Information shown >>
Issue #1356, opened 2020-07-14
Support warnaserror


sbomer:
We should have some way to treat all warnings or specific warnings as errors. What exists today:
- SDK properties without special behavior: (`TreatWarningsAsErrors` bool, `WarningsAsErrors` list)
  These are explicitly passed as task arguments to tasks that support them.
  They are the properties that are set by the VS UI.
- MSBuild properties that automatically promote warnings to errors (`MSBuildTreatWarningsAsErrors` bool, `MSBuildWarningsAsErrors` list)
  https://github.com/microsoft/msbuild/issues/4421 is about inferring the MSBuild properties from the above.
  The MSBuild flag `/warnaserror` behaves similarly to setting `MSBuildTreatWarningsAsErrors`.

It would be nice to rely on the MSBuild properties instead of re-implementing support for `--warnaserror` - however, we will probably need a workaround for https://github.com/microsoft/msbuild/issues/5511 if we do that. If there's no easy workaround, we probably need to support `--warnaserror`.

If we also want to support `WarningsNotAsErrors`, we will need to either support this via `--warnaserror-`, or wait for `MSBuildWarningsNotAsErrors` (https://github.com/microsoft/msbuild/issues/3062).

marek-safar:
Isn't the work mostly on SDK side for this task?

vitek-karas:
Based on some offline discussions we're leaning towards not relying on MSBuild for this functionality. That means we need the linker to promote warnings to errors (the task or the SDK can't really do that AFAIK). Which leads to adding the `--warnaserror` command line option.

@sbomer - could you please add a short "spec" of how the `--warnaserror` should work? (I assume we will copy the behavior from Roslyn for the most part).

sbomer:
Here's how it would work if we do what csc does (https://docs.microsoft.com/en-us/dotnet/csharp/language-reference/compiler-options/warnaserror-compiler-option), with minor syntax changes:

```
syntax:                          --warnaserror[+|-] [warning-list]
all warnings as errors:          --warnaserror
                                 --warnaserror+
all warnings not as errors::     --warnaserror-
specific warnings as errors:     --warnaserror IL2006,IL2007
                                 --warnaserror+ IL2006,IL2007
specific warnings not as errors  --warnaserror- IL2006,IL2007
```
Options are processed in order, last wins - so you can for example treat all warnings except IL2006 as errors with:
```
--warnaserror --warnaserror- IL2006
```
[...]

PR #1377, opened 2020-07-22
Add warnaserror option

mateoatr:
This PR implements the `warnaserror` option as discussed in #1356.

/cc @agocke

### DIFF
--- a/src/linker/Linker/Driver.cs
+++ b/src/linker/Linker/Driver.cs
@@ -442,11 +442,11 @@ namespace Mono.Linker
 						var warningList = GetNextStringValue ();
 						if (!string.IsNullOrEmpty (warningList)) {
 							foreach (var warning in ParseWarnings (warningList))
-								context.WarnAsError.Add ((warning, true));
+								context.WarnAsError[warning] = true;
 
 						} else {
 							context.GeneralWarnAsError = true;
-							context.WarnAsError = new HashSet<(uint, bool)> ();
+							context.WarnAsError.Clear ();
 						}
 
 						continue;
@@ -455,11 +455,11 @@ namespace Mono.Linker
 						warningList = GetNextStringValue ();
 						if (!string.IsNullOrEmpty (warningList)) {
 							foreach (var warning in ParseWarnings (warningList))
-								context.WarnAsError.Add ((warning, false));
+								context.WarnAsError[warning] = false;
 
 						} else {
 							context.GeneralWarnAsError = false;
-							context.WarnAsError = new HashSet<(uint, bool)> ();
+							context.WarnAsError.Clear ();
 						}
 
 						continue;
--- a/src/linker/Linker/Driver.cs
+++ b/src/linker/Linker/Driver.cs
@@ -437,6 +437,33 @@ namespace Mono.Linker
 						context.NoWarn.UnionWith (ParseWarnings (noWarnArgument));
 						continue;
 
+					case "--warnaserror":
+					case "--warnaserror+":
+						var warningList = GetNextStringValue ();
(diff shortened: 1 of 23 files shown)


src/linker/Linker/Driver.cs
```diff
@@ -437,6 +437,33 @@ protected int SetupContext (ILogger customLogger = null)
...
+					case "--warnaserror":
+					case "--warnaserror+":
+						var warningList = GetNextStringValue ();
+						if (!string.IsNullOrEmpty (warningList)) {
+							foreach (var warning in ParseWarnings (warningList))
+								context.WarnAsError.Add ((warning, true));
+
+						} else {
+							context.GeneralWarnAsError = true;
+							context.WarnAsError = new HashSet<(uint, bool)> ();
```
vitek-karas, line 449:
```suggestion
							context.WarnAsError.Clear ();
```

vitek-karas: Same below

src/linker/Linker/LinkContext.cs
```diff
@@ -531,6 +537,12 @@ public void LogWarning (string text, int code, MessageOrigin origin, string subc
 			if (!LogMessages)
 				return;
 
+			if ((GeneralWarnAsError && !WarnAsError.Contains (((uint) code, false))) ||
+				(!GeneralWarnAsError && WarnAsError.Contains (((uint) code, true)))) {
+				LogError (text, code, subcategory, origin, true);
```
vitek-karas, line 542:
```suggestion
				LogError (text, code, subcategory, origin, isWarnAsError: true);
```

For documentation purposes

test/Mono.Linker.Tests.Cases/Warnings/CanDisableWarnAsError.cs
```diff
@@ -0,0 +1,29 @@
...
+
+namespace Mono.Linker.Tests.Cases.Warnings
+{
+	[SkipKeptItemsValidation]
+	[SetupLinkerSubstitutionFile ("CanDisableWarnAsErrorSubstitutions.xml")]
+	[SetupLinkerArgument ("--verbose")]
+	[SetupLinkerArgument ("--warnaserror")]
+	[SetupLinkerArgument ("--warnaserror-", "IL2011,IL2012,IgnoreThis")]
+	[LogContains ("error IL20(07|08|09|10)", true)]
+	[LogContains ("warning IL20(11|12)", true)]
```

What to work on >>
Each entry above needs to be output exactly as written.

Solution for this exercise >>
Issue #1356, opened 2020-07-14
Support warnaserror


sbomer:
We should have some way to treat all warnings or specific warnings as errors. What exists today:
- SDK properties without special behavior: (`TreatWarningsAsErrors` bool, `WarningsAsErrors` list)
  These are explicitly passed as task arguments to tasks that support them.
  They are the properties that are set by the VS UI.
- MSBuild properties that automatically promote warnings to errors (`MSBuildTreatWarningsAsErrors` bool, `MSBuildWarningsAsErrors` list)
  https://github.com/microsoft/msbuild/issues/4421 is about inferring the MSBuild properties from the above.
  The MSBuild flag `/warnaserror` behaves similarly to setting `MSBuildTreatWarningsAsErrors`.

It would be nice to rely on the MSBuild properties instead of re-implementing support for `--warnaserror` - however, we will probably need a workaround for https://github.com/microsoft/msbuild/issues/5511 if we do that. If there's no easy workaround, we probably need to support `--warnaserror`.

If we also want to support `WarningsNotAsErrors`, we will need to either support this via `--warnaserror-`, or wait for `MSBuildWarningsNotAsErrors` (https://github.com/microsoft/msbuild/issues/3062).

marek-safar:
Isn't the work mostly on SDK side for this task?

vitek-karas:
Based on some offline discussions we're leaning towards not relying on MSBuild for this functionality. That means we need the linker to promote warnings to errors (the task or the SDK can't really do that AFAIK). Which leads to adding the `--warnaserror` command line option.

@sbomer - could you please add a short "spec" of how the `--warnaserror` should work? (I assume we will copy the behavior from Roslyn for the most part).

sbomer:
Here's how it would work if we do what csc does (https://docs.microsoft.com/en-us/dotnet/csharp/language-reference/compiler-options/warnaserror-compiler-option), with minor syntax changes:

```
syntax:                          --warnaserror[+|-] [warning-list]
all warnings as errors:          --warnaserror
                                 --warnaserror+
all warnings not as errors::     --warnaserror-
specific warnings as errors:     --warnaserror IL2006,IL2007
                                 --warnaserror+ IL2006,IL2007
specific warnings not as errors  --warnaserror- IL2006,IL2007
```
Options are processed in order, last wins - so you can for example treat all warnings except IL2006 as errors with:
```
--warnaserror --warnaserror- IL2006
```
[...]

PR #1377, opened 2020-07-22
Add warnaserror option

mateoatr:
This PR implements the `warnaserror` option as discussed in #1356.

/cc @agocke

### DIFF
--- a/src/linker/Linker/Driver.cs
+++ b/src/linker/Linker/Driver.cs
@@ -442,11 +442,11 @@ namespace Mono.Linker
 						var warningList = GetNextStringValue ();
 						if (!string.IsNullOrEmpty (warningList)) {
 							foreach (var warning in ParseWarnings (warningList))
-								context.WarnAsError.Add ((warning, true));
+								context.WarnAsError[warning] = true;
 
 						} else {
 							context.GeneralWarnAsError = true;
-							context.WarnAsError = new HashSet<(uint, bool)> ();
+							context.WarnAsError.Clear ();
 						}
 
 						continue;
@@ -455,11 +455,11 @@ namespace Mono.Linker
 						warningList = GetNextStringValue ();
 						if (!string.IsNullOrEmpty (warningList)) {
 							foreach (var warning in ParseWarnings (warningList))
-								context.WarnAsError.Add ((warning, false));
+								context.WarnAsError[warning] = false;
 
 						} else {
 							context.GeneralWarnAsError = false;
-							context.WarnAsError = new HashSet<(uint, bool)> ();
+							context.WarnAsError.Clear ();
 						}
 
 						continue;
--- a/src/linker/Linker/Driver.cs
+++ b/src/linker/Linker/Driver.cs
@@ -437,6 +437,33 @@ namespace Mono.Linker
 						context.NoWarn.UnionWith (ParseWarnings (noWarnArgument));
 						continue;
 
+					case "--warnaserror":
+					case "--warnaserror+":
+						var warningList = GetNextStringValue ();
(diff shortened: 1 of 23 files shown)


src/linker/Linker/Driver.cs
```diff
@@ -437,6 +437,33 @@ protected int SetupContext (ILogger customLogger = null)
...
+					case "--warnaserror":
+					case "--warnaserror+":
+						var warningList = GetNextStringValue ();
+						if (!string.IsNullOrEmpty (warningList)) {
+							foreach (var warning in ParseWarnings (warningList))
+								context.WarnAsError.Add ((warning, true));
+
+						} else {
+							context.GeneralWarnAsError = true;
+							context.WarnAsError = new HashSet<(uint, bool)> ();
```
vitek-karas, line 449:
```suggestion
							context.WarnAsError.Clear ();
```

vitek-karas: Same below

src/linker/Linker/LinkContext.cs
```diff
@@ -531,6 +537,12 @@ public void LogWarning (string text, int code, MessageOrigin origin, string subc
 			if (!LogMessages)
 				return;
 
+			if ((GeneralWarnAsError && !WarnAsError.Contains (((uint) code, false))) ||
+				(!GeneralWarnAsError && WarnAsError.Contains (((uint) code, true)))) {
+				LogError (text, code, subcategory, origin, true);
```
vitek-karas, line 542:
```suggestion
				LogError (text, code, subcategory, origin, isWarnAsError: true);
```

For documentation purposes

test/Mono.Linker.Tests.Cases/Warnings/CanDisableWarnAsError.cs
```diff
@@ -0,0 +1,29 @@
...
+
+namespace Mono.Linker.Tests.Cases.Warnings
+{
+	[SkipKeptItemsValidation]
+	[SetupLinkerSubstitutionFile ("CanDisableWarnAsErrorSubstitutions.xml")]
+	[SetupLinkerArgument ("--verbose")]
+	[SetupLinkerArgument ("--warnaserror")]
+	[SetupLinkerArgument ("--warnaserror-", "IL2011,IL2012,IgnoreThis")]
+	[LogContains ("error IL20(07|08|09|10)", true)]
+	[LogContains ("warning IL20(11|12)", true)]
```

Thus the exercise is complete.